Abstract

Skeletal muscle tissue demonstrates a remarkable malleability and can adjust its metabolic and contractile makeup in response to alterations in functional demands. As a result, great diversity exists in muscle physiology, biochemistry and energy metabolism, all of which are underpinned by the functional changes in the abundance of individual proteins. The proteome represents a highly dynamic and versatile entity that coordinates the adaptive response of skeletal muscle through adjustments in individual protein turnover as well as abundance. Until very recently, research relating to protein turnover was largely limited to average synthesis rates of protein mixtures, e.g. from whole muscle homogenates. This project utilises our new methodology, coined dynamic proteome profiling, combining deuterium labelling and advanced proteomic techniques with computational biology, to investigate muscle protein dynamics at the individual protein level. We have used programmed exercise to perturb skeletal muscle in vivo for the purposes of studying two contrasting types of muscle adaptation, each over a chronic 30-day period.
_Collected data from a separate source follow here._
PR #101, opened 2021-02-10
raspberrypi4: initial support

calebccff:
This PR is loosely based on !49

Some unfortunately major changes seem to be needed to make this work.

The kernel has been updated to the latest 5.10.y tag on raspberrypi/linux (5.10.11).

The pi4 uses a very different kernel config to the pi0, the hardware is
also very different so using a base config doesn't seem like the
sensible approach here.

A future improvement would be to have a common config fragment
containing only the config options needed for uvc gadget that aren't
included in the defconfig, as well as perhaps a board-specific fragment,
the build script could then take the stock defconfig, merge in the board
specific overlay and the showmewebcam specific overlay and use that as
the kernel config.

The modifications to the build script change up the format to use a per-board defconfig, with and optional overlay, the idea being that the defconfig is pulled straight from raspberrypi/linux.

The file `board/linux-raspberrypi4.config` is straight from !49.

I am not currently able to test a pi zero image.


dgsiegel:
First of all, thanks for working on this!

> The kernel has been updated to the latest 5.10.y tag on raspberrypi/linux (5.10.11).

Generally I don't have anything against upgrading the kernel version. Is there a reason why you need that specific version? 

Also, I'd prefer to use a commit id instead of a tag, as these don't seem to follow a specific release cycle.

> The modifications to the build script change up the format to use a per-board defconfig, with and optional overlay, the idea being that the defconfig is pulled straight from raspberrypi/linux.

That won't work. We've spent lots of time optimizing the kernel config to speed up boot time, hence falling back to a defconfig is not the way to go. I'd be happy though to reduce `linux-base.config` to a minimum which is usable by all platforms. Overlays (`board/linux-${BOARDNAME}.config`) are already possible with the current setup, we don't need a third layer here.

configs/config
```diff
@@ -1,7 +1,6 @@
 BR2_arm=y
-BR2_arm1176jzf_s=y
 BR2_TOOLCHAIN_BUILDROOT_GLIBC=y
-BR2_KERNEL_HEADERS_5_4=y
+BR2_PACKAGE_HOST_LINUX_HEADERS_CUSTOM_5_9=y
```
dgsiegel, line 3: Why not `BR2_KERNEL_HEADERS_5_9`?

board/genimage-raspberrypi4.cfg
```diff
@@ -0,0 +1,32 @@
...
+      "rpi-firmware/config.txt",
+      "rpi-firmware/fixup.dat",
+      "rpi-firmware/start.elf",
+      "rpi-firmware/overlays",
+      "camera.txt",
+      "enable-serial-debug",
+      "zImage"
+    }
+  }
+  size = 16M
```
dgsiegel, line 15: Is 16M enough for the Pi4 as well?

board/linux-raspberrypi0.config
```diff
@@ -15,9 +15,12 @@ CONFIG_IKCONFIG=m
 CONFIG_IKCONFIG_PROC=y
 CONFIG_MEMCG=y
 CONFIG_BLK_CGROUP=y
+CONFIG_CFS_BANDWIDTH=y
```
dgsiegel, line 18: See my previous comment, we don't need all these additional settings and modules

configs/config
```diff
@@ -14,7 +13,7 @@ BR2_ROOTFS_POST_IMAGE_SCRIPT="$(BR2_EXTERNAL_PICAM_PATH)/board/post-image.sh"
 BR2_ROOTFS_POST_SCRIPT_ARGS="--configure-picam"
 BR2_LINUX_KERNEL=y
 BR2_LINUX_KERNEL_CUSTOM_TARBALL=y
-BR2_LINUX_KERNEL_CUSTOM_TARBALL_LOCATION="$(call github,raspberrypi,linux,c5e512a329ac7a0bfdd5f53477f4300723618db5)/linux-c5e512a329ac7a0bfdd5f53477f4300723618db5.tar.gz"
+BR2_LINUX_KERNEL_CUSTOM_TARBALL_LOCATION="$(call github,raspberrypi,linux,raspberrypi-kernel_1.20210201-1)/linux-raspberrypi-kernel_1.20210201-1.tar.gz"
```
dgsiegel, line 16: commit id would be better than a tag

build-showmewebcam.sh
```diff
@@ -26,11 +30,13 @@ esac
 CONFIG_="BR2" KCONFIG_CONFIG="configs/${BOARDNAME}_defconfig" "$BUILDROOT_DIR/support/kconfig/merge_config.sh" -m -r configs/config "configs/$BOARDNAME"
 sed "1i ### DO NOT EDIT, this file was automatically generated\n" -i "configs/${BOARDNAME}_defconfig"
 
-# Merge kernel configurations
-if [ -f "board/linux-${BOARDNAME}.config" ]; then
```
dgsiegel, line 30: Overlays would be possible with this. The better approach would be to make linux-base.config usable for the Pi4 as well.

calebccff:
> First of all, thanks for working on this!
> 
> > The kernel has been updated to the latest 5.10.y tag on raspberrypi/linux (5.10.11).
> 
> Generally I don't have anything against upgrading the kernel version. Is there a reason why you need that specific version?
> 
> Also, I'd prefer to use a commit id instead of a tag, as these don't seem to follow a specific release cycle.
> 
> > The modifications to the build script change up the format to use a per-board defconfig, with and optional overlay, the idea being that the defconfig is pulled straight from raspberrypi/linux.
> 
> That won't work. We've spent lots of time optimizing the kernel config to speed up boot time, hence falling back to a defconfig is not the way to go. I'd be happy though to reduce `linux-base.config` to a minimum which is usable by all platforms. Overlays (`board/linux-${BOARDNAME}.config`) are already possible with the current setup, we don't need a third layer here.

I see, so currently you've minimised the base config, however that config does not work on the pi4, and I'm not sure if it's possible to have a single config that will work for the pi zero and 4.

The reason I proposed a 3rd layer was so that the minimisation you do can be applied to both devices, you can use the original defconfig, showmewebcam optimisations and if necessary a board specific overlay config. That 3rd one probably wouldn't be needed. That way most of the optimisations just happen, and new boards don't have to manually trim down their kernel config.

Basically, I think it would make sense to make the config optimisations generic, the alternative would be me manually optimisation the pi4 defconfig too, and any future devices having to do the same as well, my Pi 4 boots comfortably fast in the current configuration so I'd be happy disabling modules and leaving it at that.

configs/config
calebccff: This is actually my first time touching buildroot, `KERNEL_HEADERS` is headers used for compiling for device, and `PACKAGE_HOST_LINUX_HEADERS` are the headers used for compiling host tools?

I'll change to your recommendation, that seems to actually make sense :sweat_smile:

board/genimage-raspberrypi4.cfg
calebccff: I haven't had any issues with it so I would presume so, this was taken from !49 and I think is just the same as the Pi zero. Perhaps worth increasing just to be safe?

calebccff:
> Generally I don't have anything against upgrading the kernel version. Is there a reason why you need that specific version?

I think I read somewhere that 5.4 has broken gadget mode on the Pi 4, 5.10 seemed like a sensible pick.

build-showmewebcam.sh
calebccff: Like I mentioned in my comment, I don't think it's feasible to use the same base config for the pi zero and pi 4. They use different generations of SoC, the pi zero is Armv6 and the Pi 4 is v8 (although here it's only running as armv7l). Making an overlay for the base config currently in master would be disabling a lot of SoC specific options and enabling others which would be a lot more likely to hit issues down the line, as well as a lot more confusing to maintain.

Flipping that idea on it's head, using the defconfig for the board, and a common overlay to disable useless modules and builtins means that the same optimisations don't need to be done by hand for every board.

kbingham:
Hi Caleb, I've tried this image, and found that the Serial gadget comes up, but not the UVC gadget.
Looking at the logs with systemctl, I can see:
systemctl status usb-gadget-config

> ● usb-gadget-config.service - Configure Raspberry Pi as a USB gadget
>      Loaded: loaded (/usr/lib/systemd/system/usb-gadget-config.service; enabled; vendor preset: enabled)
>      Active: inactive (dead) since Sat 2020-09-12 12:16:34 UTC; 9min ago
>     Process: 142 ExecStart=/opt/uvc-webcam/multi-gadget.sh (code=exited, status=0/SUCCESS)
>    Main PID: 142 (code=exited, status=0/SUCCESS)
> 
> Sep 12 12:16:33 piwebcam systemd[1]: Starting Configure Raspberry Pi as a USB gadget...
> Sep 12 12:16:33 piwebcam usb-gadget-config[142]: I did not detect a camera connected to the Pi. Please check your hardware.
> Sep 12 12:16:33 piwebcam usb-gadget-config[142]: Configuring USB gadget serial interface
> Sep 12 12:16:34 piwebcam systemd[1]: usb-gadget-config.service: Succeeded.
> Sep 12 12:16:34 piwebcam systemd[1]: Finished Configure Raspberry Pi as a USB gadget.

However, looking on the device itself, I can clearly see /dev/video0 is there.
I wonder if this is a race between the usb-gadget-config.service running before the camera has fully been loaded.

Did you experience this at all?

I can see there is already a `udevadm settle` at the end of /opt/uvc-webcam/multi-gadget.sh, but I suspect it should probably also wait for udev to settle *before* looking to see if the video camera is already there.

kbingham:
Aha, so I see you have a commit today that references this issue in fact, with a different solution.
I'll test that image now.

calebccff:
> Aha, so I see you have a commit today that references this issue in fact, with a different solution.
> I'll test that image now.
@kbingham 
Hi, there seems to be some kernel config related issue here, in `linux-raspberrypi4-overlay.config` with the values set to =n they override the previous value, but if they're commented out they don't. I tested them with `# CONFIG_XYZ is not set` but changed it to be `CONFIG_XYZ=n` before pushing, my guess is one of them being disable breaks the camera on the pi side.

kbingham:
I tested sdcard-raspberrypi4-9ddee85.img which loaded the camera just fine. I think the camera issue I saw was just about the boot speed of the rpi4. It's running the boot scripts before the webcam has fully loaded. The delay fixed it, and I suspect a udevadm settle before checking the camera is there would also work.

package/piwebcam/multi-gadget.sh
```diff
@@ -86,14 +86,27 @@ config_usb_webcam () {
 }
 
 # Check if camera is installed correctly
-if [ ! -e /dev/video0 ] ; then
-  echo "I did not detect a camera connected to the Pi. Please check your hardware."
-  CONFIGURE_USB_WEBCAM=false
+if [ -e /dev/video0 ] ; then
+  CONFIGURE_USB_WEBCAM=true
+else
+  COUNT=0
```
kbingham, line 92: I suspect all of this delay loop could be simplified by calling 'udevadm settle' before 
" if [ ! -e /dev/video0 ] ; then"

package/piwebcam/multi-gadget.sh
```diff
@@ -86,14 +86,27 @@ config_usb_webcam () {
...
+      COUNT=$((COUNT+1))
+  done
 fi
 
 if [ "$CONFIGURE_USB_WEBCAM" = true ] ; then
   echo "Configuring USB gadget webcam interface"
   config_usb_webcam
+else
+  echo "No camera detected after 3 seconds. Enabled serial for debugging."
+  CONFIGURE_USB_SERIAL=true
```
kbingham, line 109: That's a good idea though - if the camera doesn't load, it should force the serial to be enabled I think.

package/piwebcam/multi-gadget.sh
calebccff: That would 100% be a better solution.

Although we're running systemd so perhaps we can go even further... In this case just waiting for https://www.freedesktop.org/software/systemd/man/systemd-udev-settle.service.html to finish should be enough as we assume the camera is attached before the pi is booted, or not at all.

kbingham: ah yes, if there's a systemd way to do this then that's even better indeed.

build-showmewebcam.sh
dgsiegel: As I said before, defconfig is not the way to go, as we'll loose all optimizations. Flipping this on its head won't work either, as we'll always chasing new and changed options when upgrading the kernel. Hence the better way, still, is to have a base linux config and add all further changes to their variants. If that means moving SoC specific options to their corresponding files, I won't have any problems with that.

package/piwebcam/multi-gadget.sh
dgsiegel: systemd can also wait for a device to appear, both ways are fine.

package/piwebcam/multi-gadget.sh
dgsiegel: There's a good chance that serial won't work, as uvc-gadget fails. Didn't test this for this specific case though.

skarard:
I ran into the same problems as @calebccff.

I ended up going for a linux.config file that, when merged into the defconfig of a board, would add and strip out the modules for boot optimisation. It works for pi4 and no reason why not for the zero but untested. 

I tried to merge the diff of the the resulting pi4 and zero linux.configs but I guess the zero had a package that overwrites some default package that it required by the pi4 but the pi4 defconfig doesn't specify. I couldn't find what that was. 

Have a peek at https://github.com/skarard/pi4shadercam/tree/pi4-support if that's helpful.

package/piwebcam/multi-gadget.sh
skarard: It could be useful at least for debugging camera issues. If you don't have uvc then you have bigger issues. Say your camera cable came loose or your camera didn't register in time this can help debug were the problem is.

kbingham: > There's a good chance that serial won't work, as uvc-gadget fails. Didn't test this for this specific case though.

No, it's fine. If the configfs isn't set up (because config_usb_webcam isn't called) then there will be nothing blocking in the composite gadget, and it won't matter if uvc-gadget isn't running.

calebccff: @dgsiegel I just tested with the latest version of commits here (99bf203) and you were right, with no camera attached the device doesn't register properly.

Even when it does appear as a serial gadget it's been near unusable for me, constantly freezing up often before I can even log in. Is it worth switching to something like rndis network gadget instead? Although that does come with a little more overhead.

Then again, it may well just be some missing config option.

package/piwebcam/multi-gadget.sh
```diff
@@ -101,5 +103,4 @@ if [ "$CONFIGURE_USB_SERIAL" = true ] ; then
   config_usb_serial
 fi
 
-udevadm settle -t 5 || :
```
kbingham, line 104: Can this be removed?

Creating the usb-composite gagdets will create new devices in the kernel, and that will create udev events. It might be that the udev settle here is used to make sure we wait for those to exist before we move on ...

I don't think I've ever needed to do a udevadm settle here after creating the devices, but I probably normally ran things from the command line, so there could be races.

calebccff: I didn't consider that, there's no real reason /not/ to keep it there so probably worth adding back.

package/piwebcam/multi-gadget.sh
kbingham: That's interesting, the serial gadget worked well for me when I used it this week.
But the freezing/lockups sound similar to what I was experiencing while testing gadget (outside of show-me-webcam)

calebccff: I'll have to do some testing... rndis has been a much more reliable experience than USB_G_SERIAL for me in the past. I've just made the script enable serial if the camera isn't detected again, so I'll mark this as resolved.

board/linux-raspberrypi0.config
calebccff: Can we look at trying to get this merged? It seems like we've hit a bit of a brick wall with the kernel configs, I'm happy to have a crack at reducing the pi4 config as there is a lot of room for improvement there. It will take some help from you guys to find a good solution here as I'm not too familiar with the Raspberry Pi kernel config.

dgsiegel: As I said many times already, I don't think the overlay approach is the right one. The changes needed would be quite simple, actually:

- Diff the current Pi0/w and Pi4 configs and look for the same lines. These will go into `linux-base.config`
- Put all other configs into their respective `board/linux-${BOARDNAME}.config` config

Ideally, the resulting config for the Pi0/w should stay the same, even with this PR merged.

build-showmewebcam.sh
kbingham: Is there anything that details what optimisations have been made already to the rpi0?

Would you envisage this being a common base against other board targets too, for example when using a Rockchip RK3399? or a Qualcomm target?

Going to AARCH64 may also have quite an impact on the kernel configurations, and of course all of this has to be maintainable as the kernel version itself is bumped to newer releases?

dgsiegel: > Is there anything that details what optimisations have been made already to the rpi0?

Kind of here: https://github.com/showmewebcam/showmewebcam/commit/b680695687099045befdce3174a4c6db4f7166d2 and https://github.com/showmewebcam/showmewebcam/commit/a7e933e20ff4e52a965b77616ab64c1b36448e27

> Would you envisage this being a common base against other board targets too, for example when using a Rockchip RK3399? or a Qualcomm target?

I don't see why not

> Going to AARCH64 may also have quite an impact on the kernel configurations, and of course all of this has to be maintainable as the kernel version itself is bumped to newer releases?

Exactly. Hence the approach of using config stubs and merging them with the default buildroot kernel settings.

calebccff:
Ok, resolved the camera device not being detected until AFTER gadget setup for reals this time!
Making the following built in is the solution:
```
CONFIG_MEDIA_SUPPORT=y
CONFIG_VIDEO_BCM2835=y
CONFIG_I2C_BCM2835=y
CONFIG_VIDEO_CODEC_BCM2835=y
CONFIG_VIDEO_BCM2835_UNICAM=y
```

@dgsiegel I can only imagine this improving the boot time of the Pi Zero too, I'll keep these in the Pi4 config fragment and leave it up to you guys if you think it's worth including in the Pi Zero as well (if these drivers are used there too).

kbingham:
Hi Caleb,

CONFIG_MEDIA_SUPPORT=y
CONFIG_VIDEO_BCM2835=y
CONFIG_I2C_BCM2835=y
CONFIG_VIDEO_CODEC_BCM2835=y
CONFIG_VIDEO_BCM2835_UNICAM=y

Could you test with the BCM2835_UNICAM disabled please? That isn't used, and shouldn't be needed in this platform currently.
(That will be used by the libcamera stack though, but isn't needed here currently).

In fact, looking at that list you might be able to chop it down to just 
CONFIG_VIDEO_BCM2835=y

That's the driver used to handle the camera in this case.

It might need MEDIA_SUPPORT, but I think that's only a dependency on the CODEC_BCM2835 from when I added media controller support to those drivers.

Even the I2c support might not be needed here, as the I2C for the camera is handled through the VC4/GPU, not the ARM

calebccff:
I'll split the gadget fixes into a separate PR.

build-showmewebcam.sh
calebccff: OK, latest version should follow this idea pretty well. Resolving this.

htruong:
Awesome! I will let @dgsiegel approve it, since he is more involved with this PR, but it looks good to me.

dgsiegel (approved):

dgsiegel:
Merged. @calebccff thanks so much!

The first is an endurance stimulus that induced changes in protein abundance for 50 individual muscle proteins. Of these changes, 30 % were driven by changes in synthesis, 38 % were driven by degradation only and the remaining 32 % by changes in a combination of both synthesis and degradation. We also provide new evidence to demonstrate that in response to resistance exercise training individual proteins increase the rates of protein turnover and can be selectively degraded at varying rates to alter individual protein abundances. As a result, we report, 27 of 91 proteins studied exhibited a change in abundance in response to muscle hypertrophy. Of which 96 % were driven by synthesis and 4 % of proteins were driven by degradation. For the remaining 64 proteins that did not change in abundance, 36 % increased protein turnover, 17 % decreased in protein turnover and 47 % of proteins were unaffected by our resistance exercise training stimulus. This work is the first of its kind and presents a highly novel contribution to the rapidly growing field of exercise proteomics.